### [Provided data]
PR #1126, opened 2016-02-08
Add support for showing the bell tapped analytics events

orta:
Allow us to differentiate between push / taps WRT the bell.

### DIFF
--- a/Artsy/App/ARAnalyticsConstants.m
+++ b/Artsy/App/ARAnalyticsConstants.m
@@ -122,4 +122,4 @@ NSString *const ARAdjustSentArtworkInquiry = @"duxtlx";
 NSString *const ARAdjustFirstUserInstall = @"kju96h";
 NSString *const ARAdjustTappedBidButton = @"w5e24e";
 
-
+NSInteger const ARNavButtonNotificationsTag = (NSInteger)&ARNavButtonNotificationsTag;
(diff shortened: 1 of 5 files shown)


Artsy/App/ARAnalyticsConstants.m
```diff
@@ -122,4 +122,4 @@
 NSString *const ARAdjustFirstUserInstall = @"kju96h";
 NSString *const ARAdjustTappedBidButton = @"w5e24e";
 
-
+NSInteger const ARNavButtonNotificationsTag = 63634646;
```
alloy: Since a `NSInteger` should have the same size as a pointer, maybe we should standardise on something like the following, instead of making numbers up? (Assuming that that’s what you did ;))

```objc
NSInteger const ARNavButtonNotificationsTag = (NSInteger)&ARNavButtonNotificationsTag;
```

https://developer.apple.com/library/ios/documentation/General/Conceptual/CocoaTouch64BitGuide/Major64-BitChanges/Major64-BitChanges.html#//apple_ref/doc/uid/TP40013501-CH2-CHDGGBDA

orta: Works for me, yeah, will amend

orta:
Done

alloy:
Ace. Merging on green.

orta:
Failure was danger, I should start finding a way to deal with that properly, for now, this is :+1:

### [Task to carry out]
Every line of the records containing the word "that" must appear in the answer.

### [Solved exercise]
alloy: Since a `NSInteger` should have the same size as a pointer, maybe we should standardise on something like the following, instead of making numbers up? (Assuming that that’s what you did ;))
Failure was danger, I should start finding a way to deal with that properly, for now, this is :+1:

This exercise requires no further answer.